From the perspective of quantifying local deformation by means of DIR, we remark that the sliding mechanism present in the synthetic dataset corresponds to a rigid (sliding) motion between two adjacent blocks, and therefore no deformation is expected to occur in any of the blocks after sliding. Figure 7 shows that the FFD method induces spuriously high levels of both volumetric and deviatoric deformations around the sliding plane, which is consistent with previous findings for the synthetic dataset with sliding motion [22]. Similarly to the case of the displacement field, the strong warping and deformation propagates throughout the image domain, creating nonphysical high volumetric and deviatoric strain levels away from the discontinuity. The error in the strain predictions is strongly attenuated by the elastic FE method, which still concentrates high values in a neighborhood of the sliding plane. In contrast, the i-DIR method reports low levels of deviatoric deformation on a narrow band around the discontinuity surface, and negligible errors in the estimation of volumetric strain, see Figure 7. This result shows that the i-DIR method not only automatically captures the sliding motion with accuracy, but also delivers precise estimates of the strain fields, even in the present of strong discontinuities.
The sensitivity of the iDIR model to the yield stress parameter shows that for parameter values σ y 10 2 no appreciable improvement is obtained in terms of the RSS error. Further, we note that high values of yield stress deliver errors that are equal to those reported by the Elastic FEM method. These results show that tuning the yield stress parameter is essential for obtaining accurate results from the registration process.
The i-DIR method was also assessed in the analysis of medical CT images of the lung, where sliding is expected to occur when registering images from resting states to maximal inspiration effort [23]. When comparing resampled images, we showed that the i-DIR method delivered errors in registering the domains inside the lung that are comparable to those found in elastic DIR methods, see Figure 9. This conclusion is supported by the performance metrics RSS and TRE for the case of inside-lung landmarks reported in Table 3, where no marked differences are observed among the FFD, Elastic FEM and i-DIR methods. However, when assessing anatomical structures that are outside the lung, i.e., ribs, we observe that the i-DIR accurately resamples them to the correct location, whereas elastic DIR methods fail to achieve a reasonable result, see Figure 9, bottom row. This observation is confirmed by the results obtained in the TRE when using rib landmarks, where the i-DIR delivers errors that are one order of magnitude smaller than the error provided by elastic DIR methods, see Table 3. Once again, we attribute the good performance of the i-DIR method to its ability to handle discontinuous sliding motion by considering inelastic deformations in those regions, a feature not displayed by elastic methods, see Figure 10.

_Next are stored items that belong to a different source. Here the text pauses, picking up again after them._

PR #1424, opened 2023-06-09
use abort for system errors

kevinushey:
This draws inspiration from `rlang::abort()`, and seeks to enhance how `renv` handles errors in a few locations.

In particular, this gives us a way for callers to catch and silence errors from `renv_system_exec()`, or to allow those messages to be emitted if required.

### DIFF
--- a/R/abort.R
+++ b/R/abort.R
@@ -1,0 +1,29 @@
+
+abort <- function(message, ..., details = NULL, class = NULL) {
+
+  # create condition object
+  cnd <- if (is.character(message)) {
+    cnd <- list(message = cnd, details = details, ...)
+    class(cnd) <- c(class, "error", "condition")
+  } else if (inherits(message, "condition")) {
+    message
+  } else {
+    stop("internal error: abort called with unexpected message")
+  }
+
+  # signal the condition, giving calling handlers a chance to run first
+  signalCondition(cnd)
+
+  # if we get here, the condition wasn't handled -- handle printing of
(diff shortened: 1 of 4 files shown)


R/abort.R
```diff
@@ -0,0 +1,29 @@
...
+  # the error ourselves, and then stop with a fallback condition
+  if (length(cnd$details))
+    writeLines(c(cnd$details, ""))
+
+  # create the fallback, but 'dodge' the existing error handlers
+  fallback <- cnd
+  class(fallback) <- "condition"
+
+  # now throw the error
+  stop(fallback)
```
hadley, line 27: I worry about the implications of `stop`ping with a condition that doesn't have an error class.

I don't quite get what you mean by avoiding existing error handlers, because if we're at this point of the code then we know there wasn't a handler on the stack?

kevinushey: This is how `rlang` works (although it keeps an `rlang_error` class), e.g.

https://github.com/r-lib/rlang/blob/main/R/cnd-abort.R#L852-L858

As I understand it, this is necessary to avoid running active calling handlers twice, e.g. in

```
withCallingHandlers(
  abort("ouch"),
  error = function(e) print("I saw an error")
)
```

since that calling handle would've seen the error from the initial `signalCondition()`, without altering control flow.

I believe the error handler installed by `options(error)` gets to handle the error regardless of its class.

hadley: Ah, that makes sense.

kevinushey: Done!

The evaluation of the elastic strain fields from registering lung CT images results in conclusions similar to those obtained in the case of the synthetic image: elastic DIR methods introduce highly oscillating fields both for the volumetric and deviatoric components of the elastic strain tensor, see Figure 11. We remark here that previous works on lung image registration have reported oscillatory strain fields when using elastic DIR methods that employ B-splines or other smooth and continuous basis functions for the construction of the deformation model [22,42]. However, these oscillations have been shown to hinder the accuracy of the estimations of local pulmonary deformation, as they arise due to the inability of the deformation model to capture discontinuities in the displacement field [11]. Notably, the i-DIR method delivers a smooth distribution of elastic strain inside the lung domain, with a sharp decay outside that approaches a state of no deformation. Further, the spatial patterns of volumetric strain delivered by the i-DIR method are in good agreement with those reported in the literature for normal human lungs that have been analyzed by isolating the lung domain [13], where larger volumetric strains are observed in the dorsal (dependent) and basal regions of the lung.

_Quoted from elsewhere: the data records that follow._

PR #1426, opened 2023-06-10
use watchdog to help remove orphaned locks

### LINKED ISSUE #1261: improve handling of orphaned locks in available packages index
`renv` uses a helper `index()` function for the available packages index, basically allowing the retrieved copy of available packages to be shared across time and across processes. This helps avoid some painful slowness when retrieving available packages is slow, especially in a session that is restarted often.

A simple reproducible example:

```
local({
  renv:::renv_scope_lock("test")
  tools:::pskill(Sys.getpid(), 9L)
})
```

You'll end up with an orphaned lock which cannot be recovered. The best option I can think of (currently) would be to spawn a separate watchdog process that waits until the R session exits, and then deletes the lockfile if it exists and was owned by that process.

Then, each process could generate a unique key (UUID?) on startup, use that key when taking ownership of a lock, and also let the watchdog know about that key so that if the watchdog sees the process exits, it could check if the lock exists with that key and remove it if so.

kevinushey:
Closes #1261.

To give a short summary, `renv` processes might need to maintain file locks when mutating shared resources; e.g. an index of available R packages. However, those file locks could become orphaned if a process were to die or be killed while holding that lock.

This PR attempts to alleviate that by giving each process using `renv` a watchdog process, which tries to ensure those locks are cleaned up if the associated process unexpectedly dies.

I'm definitely open to alternatives though; if we were able to take advantage of POSIX file locking here, that would probably simplify things a great deal -- however, I'm not sure if we have access to those with only base R facilities.

It's also possible there are other ways forward I haven't thought of...


R/watchdog.R
```diff
@@ -0,0 +1,128 @@
...
+  if (getRversion() < "4.0.0")
+    return(FALSE)
+
+  # skip if disabled
+  enabled <- Sys.getenv("RENV_WATCHDOG_ENABLED", unset = "TRUE")
+  if (!truthy(enabled))
+    return(FALSE)
+
+  # skip during R CMD check (but not when running tests)
+  checking <- renv_envvar_exists("_R_CHECK_PACKAGE_NAME_")
```
hadley, line 35: Use `renv_package_checking()`?

R/watchdog.R
```diff
@@ -0,0 +1,128 @@
...
+
+renv_watchdog_start <- function() {
+
+  # create socket for reading initialization data
+  repeat {
+    port <- sample(49152:65536, size = 1L)
+    socket <- tryCatch(serverSocket(port), error = identity)
+    if (!inherits(socket, "error"))
+      break
+  }
```
hadley, line 64: For safety, I think you should terminate this after some number of tries, because if `serverSocket(port)` systematically errors for some reason, you'll get an infinite loop.

R/watchdog.R
```diff
@@ -0,0 +1,128 @@
...
+    wait = FALSE
+  )
+
+  # wait for connection from watchdog server
+  conn <- socketAccept(socket, blocking = TRUE)
+  defer(close(conn))
+
+  # read initialization data
+  `_renv_watchdog_metadata` <<- unserialize(conn)
+
```
hadley, line 97:
```suggestion
  invisible()
  
```

Just to signal that this is a function called for its side effects?

R/watchdog.R
```diff
@@ -0,0 +1,128 @@
...
+  # establish connection
+  port <- renv_watchdog_port()
+  conn <- socketConnection(port = renv_watchdog_port())
+  on.exit(close(conn), add = TRUE)
+
+  # write data
+  serialize(
+    list(method = method, data = data),
+    connection = conn
+  )
```
hadley, line 111: Does this need a `tryCatch()` in case the process somehow died in the mean time?

hadley (approved):

R/watchdog.R
kevinushey: That also checks if `is_testing()` so it doesn't seem like the right call (unless we want to pull that out)

https://github.com/rstudio/renv/blob/a04863eda8b8a871f09e8c51d541f56e691a2566/R/package.R#L405

R/watchdog.R
kevinushey: Good idea; I'll do that.

gaborcsardi:
Do I understand it correctly that the watchdog process is a long running background process, started by the `system(..., wait = FALSE)` call?

kevinushey:
Right; that's correct.

gaborcsardi:
That is tricky, because those processes run in the same process session as the main R process, so they get the same signals as the main R process. E.g. a SIGINT (SIGTERM, etc.) from the terminal will be delivered to the watchdog process as well, interrupting/killing it, possibly before doing any cleanup, no?

kevinushey:
Is that true for processes with wait = FALSE too? I thought they were moved to a separate process group or something... but I should probably verify. I'm mainly worried about things like people killing the main session in RStudio though; I'm not sure if those signals get sent to the whole group or just the one process.

gaborcsardi:
Yes, afair wait=FALSE is the same.

kevinushey:
One thing I still need to figure out: if the watchdog process times out while waiting for a connection, then future attempts to connect and send messages seem to get lost -- like R leaves the connection available for the socket server to try and write to, but drops that data.

gaborcsardi:
I think this is super cool, and frankly I am amazed that it is possible with base R only. 

IDK if the common process group is an issue for you, I _think_ an interrupt from the terminal will be fine because R will catch it, and while it will kill the watchdog process (before it can clean up), the main R process will clean up in the `on.exit()` handlers.

OTOH, if the process (group) gets a SIGTERM (or other unhandled signal), then the lock dir is not cleaned up. E.g. run this in a new terminal window:
```r
do <- function() {
  renv:::renv_scope_lock("/tmp/lock")
  message(paste("lock exists:", file.exists("/tmp/lock")))
  message("watchdog is ", renv:::renv_watchdog_pid())
  Sys.sleep(1000)
}

message("I am ", Sys.getpid())
unlink("/tmp/lock", recursive = TRUE)
message(paste("lock exists:", file.exists("/tmp/lock")))

do()
```
and then close the whole terminal window. The lock dir is not cleaned up:
```
❯ cd ~/works/renv;  R -q -f test.R
> # pkgload::load_all()
>
> do <- function() {
+   renv:::renv_scope_lock("/tmp/lock")
+   message(paste("lock exists:", file.exists("/tmp/lock")))
+   message("watchdog is ", renv:::renv_watchdog_pid())
+   Sys.sleep(1000)
+ }
>
> message("I am ", Sys.getpid())
I am 38902
> unlink("/tmp/lock", recursive = TRUE)
> message(paste("lock exists:", file.exists("/tmp/lock")))
lock exists: FALSE
>
> do()
lock exists: TRUE
watchdog is 38916
```
Close the whole window, and then:
```
❯ ls -ld /tmp/lock
drwxr-xr-x  2 gaborcsardi  wheel  64 Jun 12 14:41 /tmp/lock/
```

If the RStudio build pane's STOP button only kills the R process, and not the whole process group, then it is not an issue there. (OTOH it would probably make sense to kill the whole process group.)

In general, I think a purely filesystem-based solution, that does not have a background process, could be simpler. Managing background processes is hard enough with proper tools, it is really hard with base R. There are a lot parts, synchronization, etc, and a lot of things can go wrong. A filesystem-based solution could use that `link()` (or `symlink()`) are atomic on Unix. Windows would be different, but I think it is probably easier, as Windows is pretty eager with exclusive locks.

kevinushey:
> OTOH, if the process (group) gets a SIGTERM (or other unhandled signal), then the lock dir is not cleaned up. E.g. run this in a new terminal window:

I think you are right 😞 . It's good enough to handle cases like `kill <pid>` from the command line, but terminal interrupts won't be handled, and we probably want to do that.

> In general, I think a purely filesystem-based solution, that does not have a background process, could be simpler.

What do you think the right way to handle "orphaned" locks in this case is? Would we just want a similar scheme where we somewhat regularly bump the write time of lockfiles, and check for "orphaned" lockfiles as those being older than some threshold?

gaborcsardi:
Yeah, I think one way to do this is to use `file.symlink()` to create the lock file, and it would link to a file with a random name, that we create before, and that file or the file name has the pid. Then we can use `psnice()` to check if that process is still running. (Plus optionally some tricks for pid reuse.)

It is still a bit tricky of course when multiple processes are trying to delete the lock file at the same time, but I think there is a way to make it work. Let me try to write it down in a doc.

kevinushey:
> Is there any chance that the different actors (lock-requestors) are on different hosts / within different containers?

No; the watchdog process is just a regular old child process of the "main" session.

kevinushey:
> (Plus optionally some tricks for pid reuse.)

This is the main thing I'd like to know about... I guess we could use command-line tools like `pgrep` or `lsof` to check that if a process exists, it really is an R process, but I'm curious if there's something a bit easier, or cross-platform.

gaborcsardi:
The "standard" id for processes is the (pid, start time) double. The latter is a bit hard to get accurately in base R, but 1-2s precision is enough in this case I think. Then we can get it for the current process as 
```
❯ Sys.time() - as.difftime(proc.time()[["elapsed"]], units = "secs")
[1] "2023-06-12 20:19:30 CEST"
```

And for looking it up for another process we can run this on Unix:
```
~ # ps -o pid,etime
PID   ELAPSED
    1  2:36
   17  0:01
```
This should work with every ps, even with busybox.

gaborcsardi:
Windows would need to have a different implementation, I am afraid. But I expect that to be simpler. Windows is pretty keen on dealing out exclusive locks, and these break when the process terminates.

kevinushey:
I think I still have some concerns about the pid + start time approach, mainly because getting that information on Windows is going to be very slow and expensive, just because of how expensive `system()` is on Windows.

In addition, attempting to check process PIDs etc. is going to fail if the lockfiles exist on a shared NFS, since different machines would have different process tables.

So, I think we're back at square one: the only thing we can try and trust is the lockfile's own metadata e.g. mtime, and so we have to rely on the lock owner to keep that metadata up-to-date to communicate to other processes that the lock is held.

gaborcsardi:
Sure, if you want to handle NFS and such, then indeed you need an active process that keeps the lock alive.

In conclusion, we have introduced a novel inelastic model for DIR that automatically captures sliding without a priori knowledge or assumptions about the spatial location of discontinuities or the need of a segmentation to denote the slipping domain. We note that other DIR formulations have been proposed in the literature to handle motion discontinuities without the need of segmenting the sliding region before the analysis [25]. In order to do so, these methods consider some assumptions related to the specific physiological behavior of the organ. For the case of the lungs, slipping motion is restricted to the edges of the image, and slippage occurs along the edge of the image. We note that these assumptions are not required by the i-DIR method, and therefore it represents a truly automatic technique for the detection of discontinuities in DIR of arbitrary images. The key ingredient to achieve this performance is the introduction of an inelastic energy term, which automatically locates regions of high shearing deformation associated to sliding and locally modifies the effective mechanical properties, allowing for higher levels of shear deformation in localized domains. We remark that, while inelastic formulations are standard in the field of computational mechanics [38], the inclusion of inelastic energy regularizers is novel in the field of image analysis, and, to the best of our knowledge, has not been pursued in the past in in the field of DIR. For the application of lung images, it is worth mentioning that we aim at automatically capture sliding, particularly between the lung boundary and the ribs (clearly identified within the images), and not necessarily improve the registration accuracy inside the lung. The above is supported by the results obtained when measuring the RSS error, which demonstrates that our i-DIR model holds a comparable performance with traditional DIR methods, especially in areas with no sliding. However, the inelastic model is considerably superior in capturing slippage at the lung edges, which is again substantiated by a better performance when measuring the TRE using rib-landmarks.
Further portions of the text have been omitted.